James Bach, advocate of exploratory testing and one of the founders of context-driven testing movement. He gave a keynote in Sweden. Watch it here:


He says at one point "You got to get good at what you're doing, and you got to get credit for what you're doing." But they don't blog about it, don't talk about it on the internet. They don't establish a reputation. Then they don't have a fall-back position if they disagree with some stupid metrics that their managers want to impose on the testers.

There are lots of programmers out there blogging about their craft. Percentage-wise its probably a small number, but it seems like it's even fewer testers that do so.

James also says "I have a bunch of Google alerts. If you use certain code words in your blog I will read them. [...] If you say the name of the demon, he shall appear: and read your blog."

:-)

Hi James!

Saturday, October 2, 2010

My Response on TDD list on the "excessive cost" of unit testing


And also, and excessive focus on unit testing inhibits refactoring.

Not in my experience.

What if I split C into two or more classes?

So C was too large and now you're fixing it, splitting it into C and CPrime. Great! Good unit tests for C insure this refactoring doesn't break desired behaviors. If a test fails, it's doing its job, warning you that you did part of the refactoring wrong. Because unit tests are closer to code they test than integration tests, it will be easier to locate the problem and fix it.

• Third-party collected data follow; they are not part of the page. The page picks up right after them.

PR #5612, opened 2021-03-05
DNSSEC key synchronization issues

flo-renaud:
### dnssec: fix ipa-ods-exporter crash when master key missing

When a master key is missing from the local HSM, ipa-ods-exporter crashes.
This can happen when the DNSSEC master role is moved from one node to
another with the following scenario:
- install server1 with dns + dnssec
- install server2 without dns
- disable dnssec from server1
- install dns + dnssec on server2

With the above scenario, server2 never had the opportunity to get
the master key (this happens only when the replica is already
configured as DNS server and has put its public replica key in LDAP +
the current DNSSEC master wraps its master key with the replica key).

ipa-ods-exporter can only log an error instead of crashing.

Related: https://pagure.io/freeipa/issue/8654

### dnssec: concurrency issue when disabling old replica key

When dnssec role is removed from the local node, the uninstaller
creates a new replica key and marks the older replica keys as disabled
(both in the local HSM and in LDAP).
If ipa-ods-exporter runs in the middle of this operation, the old replica
key may be disabled in the local HSM but not yet in LDAP and
ipa-ods-exporter believes that it is a new replica key that needs to be
imported from LDAP to local hsm. The op fails as there is already the key
in the local HSM.

The error can be ignored, ipa-ods-exporter simply needs to log a warning.

Fixes: https://pagure.io/freeipa/issue/8654

### DIFF
--- a/daemons/dnssec/ipa-ods-exporter.in
+++ b/daemons/dnssec/ipa-ods-exporter.in
@@ -375,7 +375,18 @@ def master2ldap_master_keys_sync(ldapkeydb, localhsm):
                      str_hexlify(mkey_id), hex_set(new_replica_keys))
 
         # wrap master key with new replica keys
-        mkey_local = localhsm.find_keys(id=mkey_id).popitem()[1]
+        try:
+            mkey_local = localhsm.find_keys(id=mkey_id).popitem()[1]
+        except KeyError:
+            # The master key is present in LDAP but could not be found
+            # in the local HSM. Let's hope it's not the active key,
+            # log an error and process the next master key
+            logger.error("master key 0x%s missing in local HSM, "
+                "will not be able to add master key wrapped with "
+                "replica keys",
+                str_hexlify(mkey_id))
+            continue
+
         for replica_key_id in new_replica_keys:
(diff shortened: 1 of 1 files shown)


abbra:
Test results: http://freeipa-org-pr-ci.s3-website.eu-central-1.amazonaws.com/jobs/ee4b9752-7dc6-11eb-a5bd-fa163e95e74a/report.html

flo-renaud:
@abbra 
thanks for the review. I removed the temp commit and the gating tests are green.

abbra:
ACK added. I also added `ipa-4-9` label. Do you think it should go into earlier branches as well?

flo-renaud:
@abbra since dnssec support is tech preview only in rhel7 I don't think we will ever backport the patch, no need for ipa-4-6 label IMO.

abbra:
Not ipa-4-6 but what about ipa-4-8?

flo-renaud:
master:

* 3b1a56f588b7585bb98440454f2db72360233bb4 dnssec: fix ipa-ods-exporter crash when master key missing
* 73ced07e2eefee137716452198d7cb0d59016c8f dnssec: concurrency issue when disabling old replica key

Do I have to rework and split all its tests, so that they'll be one-class unit tests on the new classes?

No. If you do refactorings in small steps as described in Martin Fowler's book, the tests don't change (except for name and signature changes that I hope you are using a refactoring tool to do.) CPrime is indirectly tested by the tests for C.

AFTER I've split the class, and the tests are still passing, I may move some tests to directly test CPrime.

Further refactorings might remove some of the forwarding-functions from C that you would have created if you were doing the Extract Class/Move Method refactorings as per Fowler.

What if I decide to combine C and D into a single class. What will that do to my tests?

You change change all users of C and D appropriately, whether those users are tests or production code. Refactoring tools make that easy.

Avoiding the code smell "Duplicated Code" in both your test code and your production code insures that all the changes required for a Merge Class Refactoring are minimal.

And how will my tests help me determine if the new combined class is correct? If I have only unit tests for C and D, then really I won't have any way to determine if the new combined "CD" class is working correctly?

There are three activities in TDD: (1) writing a test (usually one that fails first), (2) writing code to pass a test, (3) refactoring to clean up code smells.

By separating #3 from #2, you are much less likely to have problems. You do need new skills: refactoring is not the same as "rewriting"; you can't let code smells go unfixed for very long; and you need to know how (and when) to use fakes and mocks to test how objects collaborate and also break dependencies to test in isolation.

Because tests in TDD _do_ allow collaboration between multiple objects, they might not fit your definition of a "unit test". That's one reason we at Industrial Logic call them "microtests". Each microtest only tests a single behavior, setting up the class under test with real or fake collaborators as needed.